Comment 77 for bug 245779

Revision history for this message
David McGiven (davidmcgivenn) wrote :

Dear Ubuntu Users,

I'm hitting the same error/bug you are. My setup is the following :

- SunFire X4450 with 4 Intel Xeon 6-Core :
(Intel(R) Xeon(R) CPU E7450 @ 2.40GHz)

- Ubuntu 8.04 LTS :
No LSB modules are available.
Distributor ID: Ubuntu
Description: Ubuntu 8.04.4 LTS
Release: 8.04
Codename: hardy

- Kernel version :
Linux xxxxx 2.6.24-27-server #1 SMP Wed Mar 24 11:32:39 UTC 2010 x86_64 GNU/Linux

- I'm running a 24 processors NAMD job (http://www.ks.uiuc.edu/Research/namd/)

After less than 1 minute, the system becomes unresponsive for ~10 minutes and then it comes back to "normal" (no need to reboot if you are patient enough).

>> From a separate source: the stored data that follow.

PR #2960, opened 2025-10-24
feat: uses latest version of depencies for jack-in

### LINKED ISSUE #2959: Use latest version of libs to inject in jack-in if no specific version was set by the user
## Problem
As discussed in the Calva channel at Clojurians ([thread](https://clojurians.slack.com/archives/CBE668G4R/p1760987101382249)), would be good to Calva use latest version of libraries so it does not need to rely on:
 - Bump from time to time the [dependencies default version](https://github.com/BetterThanTomorrow/calva/blob/7974d596a538a803cabdb6715d7b717a11fefca7/package.json#L493-L495)
 - Users need to set a custom version while wait for the bump

## Solution
1. Create a Calva command that fetches the latest versions and stores them in extension global storage.
  1.1  `clojure -X:deps find-versions`, but using node to shell out (there is prior art)
  1.2 falls back on something hardcoded in Calva
2. We also run this version fetching as part of Calva start
3. The current settings are retrofitted (same names) to override whatever is in extension global storage
4. Jack-in uses the settings first, otherwise global storage, otherwise hardcoded versions

> include the current versions in the changelog so that it is easy for someone who’s not ready to use latest to go back to what we have today

afucher:
## What has changed?

- Jack-in now auto-fetches the latest `nREPL`, `cider-nrepl`, and `piggieback` versions on first startup (via clojure/deps; falls back to deps.clj), caches them in global state, and falls back to built-in defaults if fetching fails.
  - The fall back to deps.clj is because Calva already have deps.clj.jar, but can be removed. I added because I thought that was a nice quickwin here.
- User overrides remain the highest priority; effective resolution is: overrides → cached latest → built-in defaults.
- New module `src/nrepl/jack-in-dependency-versions.ts` implements fetching, EDN parsing, persistence, and a single-flight refresh to avoid duplicate requests.
- Added `jackInVersionFor` helper in `project-types` and removed direct dependency on raw config for version lookup.
- Activation now triggers a background refresh of missing versions after `deps.clj` is downloaded; this is non-blocking for startup.
- Built-in default versions (used only if needed): nrepl 1.3.1, cider-nrepl 0.55.4, piggieback 0.6.0. (can be defined to be the latest before merge this PR)
- Backwards compatible: existing pinned versions and workflows continue to work unchanged.

Fixes #2959 

## My Calva PR Checklist

I have:

- [x] Tests

### DIFF
--- a/CHANGELOG.md
+++ b/CHANGELOG.md
@@ -4,8 +4,12 @@ Changes to Calva.
 
 ## [Unreleased]
 
-- Bump default `nREPL`, `cider-nrepl`, and `cider/piggieback` Jack-in dependency to `1.5.1`, `0.58.0`, and `0.6.1`
-- [Get latest version of libs to inject in jack-in if no specific version was set by the user](https://github.com/BetterThanTomorrow/calva/issues/2959)
+- [Use latest version of libs for Jack-in, if no specific version was set by the user](https://github.com/BetterThanTomorrow/calva/issues/2959)
+
+  Previous default versions:
+  - `nrepl`: 1.3.1
+  - `cider-nrepl`: 0.55.4
+  - `cider/piggieback`: 0.6.0
 
 ## [2.0.538] - 2025-10-19
 
--- a/CHANGELOG.md
+++ b/CHANGELOG.md
@@ -4,6 +4,9 @@ Changes to Calva.
 
 ## [Unreleased]
 
+- Bump default `nREPL`, `cider-nrepl`, and `cider/piggieback` Jack-in dependency to `1.5.1`, `0.58.0`, and `0.6.1`
+- [Get latest version of libs to inject in jack-in if no specific version was set by the user](https://github.com/BetterThanTomorrow/calva/issues/2959)
+
 ## [2.0.538] - 2025-10-19
 
 - Fix: [Semantic tokens fail on some input with ignored forms](https://github.com/BetterThanTomorrow/calva/issues/2956)
--- a/package.json
+++ b/package.json
@@ -490,10 +490,10 @@
                 "description": "Piggieback is used to create nREPL sessions in ClojureScript projects (not with shadow-cljs though, which provides its own middleware for this."
               }
             },
-            "default": {
-              "nrepl": "1.3.1",
-              "cider-nrepl": "0.55.4",
-              "cider/piggieback": "0.6.0"
+            "default": {  
+              "nrepl": "1.5.1",
+              "cider-nrepl": "0.58.0",
+              "cider/piggieback": "0.6.1"
             }
           },
           "calva.clojureLspVersion": {
--- a/package.json
+++ b/package.json
@@ -475,7 +475,7 @@
           },
           "calva.jackInDependencyVersions": {
             "type": "object",
-            "description": "Versions of the dependencies injected by Calva Jack-in",
+            "description": "Versions of the dependencies injected by Calva Jack-in. Calva caches the latest releases on first startup and uses them unless you override them here. If fetching fails, the built-in defaults below are used.",
             "properties": {
               "nrepl": {
                 "type": "string",
--- a/package.json
+++ b/package.json
@@ -475,7 +475,7 @@
           },
           "calva.jackInDependencyVersions": {
             "type": "object",
-            "description": "Versions of the dependencies injected by Calva Jack-in. Calva caches the latest releases on first startup and uses them unless you override them here. If fetching fails, the built-in defaults below are used.",
+            "description": "By default Calva Jack-in will inject the latest `nrepl`, etcetera versions when starting the repl. Override this default behaviour by declaring which versions to use here.",
             "properties": {
               "nrepl": {
                 "type": "string",
--- a/package.json
+++ b/package.json
@@ -490,7 +490,7 @@
                 "description": "Piggieback is used to create nREPL sessions in ClojureScript projects (not with shadow-cljs though, which provides its own middleware for this."
               }
             },
-            "default": {  
+            "default": {
               "nrepl": "1.5.1",
               "cider-nrepl": "0.58.0",
               "cider/piggieback": "0.6.1"
--- a/src/extension.ts
+++ b/src/extension.ts
@@ -43,6 +43,7 @@ import * as converters from './converters';
 import * as joyride from './joyride';
 import * as api from './api/index';
 import * as depsClj from './nrepl/deps-clj';
+import { refreshJackInDependencyVersions } from './nrepl/jack-in-dependency-versions';
 import * as clojureDocs from './clojuredocs';
 import { capitalize } from './utilities';
 import * as overrides from './overrides';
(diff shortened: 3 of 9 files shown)


src/extension.ts
```diff
@@ -186,7 +187,11 @@ async function activate(context: vscode.ExtensionContext) {
     );
   }
 
-  void depsClj.downloadDepsClj(context.extensionPath);
+  void depsClj
+    .downloadDepsClj(context.extensionPath)
+    .finally(() => {
+      void refreshJackInDependencyVersions();
```
afucher: Added here the code to get latest versions, because of the fallback to use deps.clj

src/nrepl/project-types.ts
```diff
@@ -236,9 +240,11 @@ export enum JackInDependency {
   'cider/piggieback' = 'cider/piggieback',
 }
 
-const NREPL_VERSION = () => getConfig().jackInDependencyVersions['nrepl'],
-  CIDER_NREPL_VERSION = () => getConfig().jackInDependencyVersions['cider-nrepl'],
-  PIGGIEBACK_VERSION = () => getConfig().jackInDependencyVersions['cider/piggieback'];
+const jackInVersionFor = (key: JackInDependencyKey) => getEffectiveJackInDependencyVersions()[key];
```
afucher, line 243: avoid get all config, and use directly the function that return the versions

src/nrepl/jack-in-dependency-versions.ts
```diff
@@ -0,0 +1,225 @@
...
+      errors.push(`deps.clj output missing version for ${library}`);
+    } catch (error) {
+      errors.push(`deps.clj failed: ${(error as Error).message}`);
+    }
+  } else {
+    errors.push('deps.clj.jar not available');
+  }
+
+  throw new Error(errors.join(' | '));
+}
```
afucher, line 105: Since Calva already download deps.clj jar, added this fallback to try to get the versions if the first approach fails.
I don't know if is needed to be honest, adds more complexity and I can't argue if when it fails by any reason using clojure cli, if this will be a good fallback.

src/nrepl/jack-in-dependency-versions.ts
```diff
@@ -0,0 +1,225 @@
...
+};
+
+const JACK_IN_DEPENDENCY_KEYS = Object.keys(
+  JACK_IN_DEPENDENCY_LIBRARIES
+) as JackInDependencyKey[];
+
+const JACK_IN_DEPENDENCY_DEFAULTS: Record<JackInDependencyKey, string> = {
+  'nrepl': '1.3.1',
+  'cider-nrepl': '0.55.4',
+  'cider/piggieback': '0.6.0',
```
afucher: These versions can be bumped to the latest (or any other specific version), before we merge the PR

PEZ: Which are the latest now? I think we should use latest. And in the changelog we can put the versions used in Calva currently, so that someone who wants to configure those can easily find them.

PEZ:
Thanks! This is so wonderful. And so wonderfully summarized. I will look closer tomorrow, late here now. =)

PEZ:
The build is failing because of formatting btw. You can install the Prettier extension and it will run as a watcher if you are using the Build task. Then code will always be formatted on save.

src/nrepl/jack-in-dependency-versions.ts
PEZ: I think this is great. So if someone is using Leiningen and do not have `clojure` they will still be running with latest jack-in dependencies.

package.json
```diff
@@ -475,7 +475,7 @@
           },
           "calva.jackInDependencyVersions": {
             "type": "object",
-            "description": "Versions of the dependencies injected by Calva Jack-in",
+            "description": "Versions of the dependencies injected by Calva Jack-in. Calva caches the latest releases on first startup and uses them unless you override them here. If fetching fails, the built-in defaults below are used.",
```
PEZ:
```suggestion
            "description": "By default Calva Jack-in will inject the latest `nrepl`, etcetera versions when starting the repl. Override this default behaviour by declaring which versions to use here.",
```

PEZ: I'm guessing the user will need to specify all, if specifying one? If so we should probably say that.

src/nrepl/jack-in-dependency-versions.ts
PEZ: Do we need the defaults here? Maybe we can keep specifying them in the manifest (package.json). I'm not sure we can, but it may be possible to distinguish between defaults and user provided settings.

package.json
afucher: It works if the user just specify one.

src/nrepl/jack-in-dependency-versions.ts
afucher: @PEZ the latest are:
```
cider-nrepl = '0.58.0'
cider/piggieback = '0.6.1'
nrepl = '1.5.1'
```

> in the changelog we can put the versions used in Calva currently  

So, do you want to bump the default versions to the latest and add to the changelog which versions? The ones that were before the bump? or the latest?

afucher: Moved to the package.json

package.json
afucher: Also, updated the docs: https://github.com/BetterThanTomorrow/calva/pull/2960/files#diff-6130791168367a489ce43eaa7c6a6c269300ff5bd20b85045f433aae9abc25b4

CHANGELOG.md
```diff
@@ -4,6 +4,9 @@ Changes to Calva.
 
 ## [Unreleased]
 
+- Bump default `nREPL`, `cider-nrepl`, and `cider/piggieback` Jack-in dependency to `1.5.1`, `0.58.0`, and `0.6.1`
+- [Get latest version of libs to inject in jack-in if no specific version was set by the user](https://github.com/BetterThanTomorrow/calva/issues/2959)
```
```suggestion
- [Use latest version of libs for Jack-in, if no specific version was set by the user](https://github.com/BetterThanTomorrow/calva/issues/2959)

  Previous default versions:
  - `nrepl`: 1.3.1
  - `cider-nrepl`: 0.55.4
  - `cider/piggieback`: 0.6.0
```

PEZ: Since the new versions now only work as fallbacks, I am thinking it is more important to mention the versions replaced.

PEZ:
Thanks. Looks fabulous!

I've suggested an update to the changelog entry.

Only other thing I think we want is that we log the checking to the console, also when things go well. Which versions we find and when global storage is updated. Good when developing on Calva and also for users to check when they report any problems.

We could also log latest versions to Calva says, together with the effective version, and from where the effective versions are decided (like “latest known by Calva”, “user configured override”, "Calva defaults fallback”).

I love the integration tests! ❤️

afucher:
@PEZ added the logs and messages to Calva says
Also, fixed the integration test because it was flaky

PEZ:
Sweet!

Checking the dmesg buffer shows the already discussed "[ 2618.201092] BUG: soft lockup - CPU#23 stuck for 11s! [events/23:98]"

I've also seen some messages regarding a RAID module :
[ 2625.160886] aacraid: Host adapter abort request (0,0,0,0)
[ 2625.161029] aacraid: Host adapter reset request. SCSI hang ?

But I don't know if they're very relevant because the software and the data are accessed through NFS so it's not really writing to a local disk.

Does this provide any help to solve the problem ? I can send more detailed logs to the ubuntu LTS team if needed, this bug has to be solved! it's been more than a year now.